The population of a city is given as a 3.45 x 10^6 nearby city has a population of 1.3 x 10^5 what is the sum of the populations of the two cities in scientific notation
To find the sum of the populations of the two cities in scientific notation, we can add the two numbers:
3.45 x 10^6 + 1.3 x 10^5
First, we need to align the numbers so that they have the same exponent:
3.45 x 10^6 + 0.13 x 10^6
Next, we can add the numbers:
(3.45 + 0.13) x 10^6
= 3.58 x 10^6
Therefore, the sum of the populations of the two cities in scientific notation is 3.58 x 10^6.
To find the sum of the populations of the two cities in scientific notation, we first need to convert them into the same exponent form.
The population of the first city is 3.45 x 10^6, and the population of the second city is 1.3 x 10^5.
We can convert 3.45 x 10^6 to the same exponent form as 1.3 x 10^5 by moving the decimal point to the left by one place, resulting in 34.5 x 10^5.

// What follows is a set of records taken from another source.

PR #355, opened 2023-09-14
sGAR ~ 2023.09.14 ~ all departure route has been fixed when submitting to the api

ame-test:
rture for the confirmation route requires a blank [] --> it can not be equal to None
 -->as it uses that [] to go through exceptiojn ids. Therefore the post.contorller.
enforces this. it would be unedefiend, not null as it is a property which would not exist, hence, undefined.

- confirmation route needs the following payload if all the gars are going to departure and not be exceptioned:
```json
{ "exceptions": [] }
```

It was sending something like the below, which caused an error:
```json
{ "exceptions": null }
```

**Definition of Done**

### DIFF
--- a/docker-compose.yml
+++ b/docker-compose.yml
@@ -3,7 +3,7 @@ version: '3'
 services:
 
   database:
-    image: postgres:10.4
+    image: postgres:14
     container_name: database
     env_file:
       - .env.dev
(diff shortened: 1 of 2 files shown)


docker-compose.yml
```diff
@@ -3,20 +3,24 @@ version: '3'
...
-    image: postgres:10.4
+    image: postgres:14
     container_name: database
     env_file:
       - .env.dev
     ports:
       - "5432:5432"
 
   api:
-    image: api
```
sjose012, line 14: Do we need to remove this line?

sjose012 (approved):

docker-compose.yml
ame-test: We don't need to remove:
- It is from my personal setup of `docker-compose.yml`.
- Useful for getting instant updates from the `api`.
- I will remove it, since it would effect other developers builds.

Now, we can add the populations:
34.5 x 10^5 + 1.3 x 10^5 = 35.8 x 10^5
To express the sum in scientific notation, we need to make sure the coefficient is between 1 and 10. Therefore, we can rewrite it as:
3.58 x 10^6
Therefore, the sum of the populations of the two cities is 3.58 x 10^6 in scientific notation.
To find the sum of the populations of the two cities in scientific notation, you can add the numbers in front of the powers of 10 separately.
Given:
Population of the first city = 3.45 x 10^6
Population of the second city = 1.3 x 10^5
Step 1: Add the numbers in front of the powers of 10:
3.45 + 1.3 = 4.75
Step 2: Keep the larger power of 10, which is 10^6 in this case, since it represents the larger population.
Therefore, the sum of the populations of the two cities in scientific notation is 4.75 x 10^6.